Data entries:
+++++

PR #655, opened 2026-03-16
Fix Varnish caching: remove 48h TTL override and add no-store for browsers

### LINKED ISSUE #654: Fix Varnish caching: remove 48h TTL override and add no-store for browsers
## Problem

Two Varnish caching issues cause anonymous users to see stale content:

### 1. 48-hour TTL override ignores MediaWiki's intended cache duration

The current `vcl_backend_response` contains:

```vcl
if (beresp.ttl < 48h) {
    set beresp.ttl = 48h;
}
```

MediaWiki sets `s-maxage=18000` (5 hours) via `$wgCdnMaxAge`, but this VCL block silently overrides Varnish's internal TTL to 48 hours for all responses. This means if a purge is missed, Varnish serves stale content for up to 48 hours instead of 5.

This appears to have originated as an overcorrection for a problematic line in the [MediaWiki reference VCL](https://www.mediawiki.org/wiki/Manual:Varnish_caching) that marked anything with TTL under 48h as uncacheable. Instead of removing the block, it was changed to force a 48h TTL — the opposite extreme.

### 2. Browser bfcache serves stale content on back/forward navigation

When a user visits a page, the browser stores a bfcache (back-forward cache) snapshot. This snapshot is **completely separate from HTTP cache** and ignores `Cache-Control` headers including `max-age=0` and `must-revalidate`. When the user navigates back, the browser restores the snapshot without making any request to Varnish.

+++++

● **TASK INSTRUCTIONS**: Copy out all lines above that include the string "content".

● **ANSWER SECTION**:
Two Varnish caching issues cause anonymous users to see stale content:
MediaWiki sets `s-maxage=18000` (5 hours) via `$wgCdnMaxAge`, but this VCL block silently overrides Varnish's internal TTL to 48 hours for all responses. This means if a purge is missed, Varnish serves stale content for up to 48 hours instead of 5.
### 2. Browser bfcache serves stale content on back/forward navigation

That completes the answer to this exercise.